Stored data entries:
^^^^^^^^
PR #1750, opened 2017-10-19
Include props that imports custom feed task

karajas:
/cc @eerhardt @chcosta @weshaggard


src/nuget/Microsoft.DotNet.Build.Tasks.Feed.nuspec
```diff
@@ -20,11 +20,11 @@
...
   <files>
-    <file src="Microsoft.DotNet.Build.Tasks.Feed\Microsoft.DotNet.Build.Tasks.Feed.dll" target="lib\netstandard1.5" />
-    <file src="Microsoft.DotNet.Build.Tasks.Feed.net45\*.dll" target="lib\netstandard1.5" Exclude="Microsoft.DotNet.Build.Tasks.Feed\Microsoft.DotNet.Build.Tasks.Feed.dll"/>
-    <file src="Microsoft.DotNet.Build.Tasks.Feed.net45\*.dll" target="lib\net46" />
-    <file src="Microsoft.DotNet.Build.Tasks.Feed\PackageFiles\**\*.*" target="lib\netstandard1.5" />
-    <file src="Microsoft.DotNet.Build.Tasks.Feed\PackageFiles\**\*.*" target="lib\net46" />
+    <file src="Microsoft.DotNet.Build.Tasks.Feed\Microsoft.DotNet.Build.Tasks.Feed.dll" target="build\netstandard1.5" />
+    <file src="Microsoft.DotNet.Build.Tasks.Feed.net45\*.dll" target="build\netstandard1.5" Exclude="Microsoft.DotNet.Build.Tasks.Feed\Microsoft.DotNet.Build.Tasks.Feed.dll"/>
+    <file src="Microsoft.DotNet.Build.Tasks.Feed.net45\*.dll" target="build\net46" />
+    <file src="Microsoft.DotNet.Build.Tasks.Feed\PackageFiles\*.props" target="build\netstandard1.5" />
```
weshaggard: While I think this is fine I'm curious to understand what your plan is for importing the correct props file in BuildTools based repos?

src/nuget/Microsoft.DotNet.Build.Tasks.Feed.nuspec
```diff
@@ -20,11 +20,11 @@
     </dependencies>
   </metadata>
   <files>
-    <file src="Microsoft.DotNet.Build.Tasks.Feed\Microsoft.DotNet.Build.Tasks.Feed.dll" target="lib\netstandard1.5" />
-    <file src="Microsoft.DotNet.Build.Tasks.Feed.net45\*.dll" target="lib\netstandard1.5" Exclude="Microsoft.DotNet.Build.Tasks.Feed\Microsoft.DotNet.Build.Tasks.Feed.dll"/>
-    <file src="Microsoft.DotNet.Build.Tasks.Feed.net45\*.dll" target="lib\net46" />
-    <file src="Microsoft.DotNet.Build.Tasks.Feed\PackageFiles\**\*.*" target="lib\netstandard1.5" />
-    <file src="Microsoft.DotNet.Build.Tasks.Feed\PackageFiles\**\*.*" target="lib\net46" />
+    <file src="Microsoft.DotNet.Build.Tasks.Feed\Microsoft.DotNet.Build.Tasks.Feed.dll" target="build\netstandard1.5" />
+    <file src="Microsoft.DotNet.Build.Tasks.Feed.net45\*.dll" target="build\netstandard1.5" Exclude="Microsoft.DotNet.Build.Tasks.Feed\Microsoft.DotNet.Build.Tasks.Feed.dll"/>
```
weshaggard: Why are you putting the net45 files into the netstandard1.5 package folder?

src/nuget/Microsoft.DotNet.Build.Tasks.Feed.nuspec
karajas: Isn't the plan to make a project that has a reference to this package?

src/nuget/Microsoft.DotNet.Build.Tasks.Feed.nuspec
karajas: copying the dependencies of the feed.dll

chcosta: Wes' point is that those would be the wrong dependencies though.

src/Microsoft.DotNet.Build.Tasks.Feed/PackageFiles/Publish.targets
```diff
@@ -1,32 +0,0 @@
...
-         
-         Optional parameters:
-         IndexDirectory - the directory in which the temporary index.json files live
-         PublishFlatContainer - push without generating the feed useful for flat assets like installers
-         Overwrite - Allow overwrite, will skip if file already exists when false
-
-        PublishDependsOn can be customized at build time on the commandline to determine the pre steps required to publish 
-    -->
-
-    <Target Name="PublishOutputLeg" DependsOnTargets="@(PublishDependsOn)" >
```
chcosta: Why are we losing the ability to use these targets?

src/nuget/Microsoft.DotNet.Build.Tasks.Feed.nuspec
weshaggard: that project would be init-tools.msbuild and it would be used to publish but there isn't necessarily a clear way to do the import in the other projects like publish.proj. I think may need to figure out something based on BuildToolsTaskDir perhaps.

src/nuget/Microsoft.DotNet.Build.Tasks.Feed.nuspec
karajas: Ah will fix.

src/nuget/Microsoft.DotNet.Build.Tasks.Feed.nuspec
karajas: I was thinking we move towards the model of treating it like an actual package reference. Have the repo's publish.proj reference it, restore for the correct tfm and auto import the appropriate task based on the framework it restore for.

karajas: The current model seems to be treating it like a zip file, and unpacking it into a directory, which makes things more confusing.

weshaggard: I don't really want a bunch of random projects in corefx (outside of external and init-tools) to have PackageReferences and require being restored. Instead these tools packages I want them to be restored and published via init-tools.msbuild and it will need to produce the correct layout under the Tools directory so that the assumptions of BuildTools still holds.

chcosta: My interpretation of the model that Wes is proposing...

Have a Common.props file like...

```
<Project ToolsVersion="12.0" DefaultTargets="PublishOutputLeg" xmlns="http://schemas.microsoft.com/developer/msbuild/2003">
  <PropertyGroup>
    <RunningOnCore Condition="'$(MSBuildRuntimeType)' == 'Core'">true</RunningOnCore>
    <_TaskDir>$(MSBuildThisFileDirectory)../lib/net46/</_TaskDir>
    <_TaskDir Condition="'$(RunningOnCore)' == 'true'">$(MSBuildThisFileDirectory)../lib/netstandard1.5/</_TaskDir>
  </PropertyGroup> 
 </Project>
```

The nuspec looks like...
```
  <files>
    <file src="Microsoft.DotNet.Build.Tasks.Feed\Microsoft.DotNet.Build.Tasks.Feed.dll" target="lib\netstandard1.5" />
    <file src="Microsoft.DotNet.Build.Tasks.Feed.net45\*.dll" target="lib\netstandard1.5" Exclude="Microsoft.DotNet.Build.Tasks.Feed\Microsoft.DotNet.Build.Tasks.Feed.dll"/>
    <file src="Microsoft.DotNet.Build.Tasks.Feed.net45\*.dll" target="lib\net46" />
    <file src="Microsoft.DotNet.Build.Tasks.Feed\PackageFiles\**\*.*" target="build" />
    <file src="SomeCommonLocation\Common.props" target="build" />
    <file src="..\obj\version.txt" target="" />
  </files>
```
^^^^^^^^
= Try it =
Identify every line above that includes the word "PublishDependsOn", and show those lines.

= Result of the exercise =
-        PublishDependsOn can be customized at build time on the commandline to determine the pre steps required to publish 
-    <Target Name="PublishOutputLeg" DependsOnTargets="@(PublishDependsOn)" >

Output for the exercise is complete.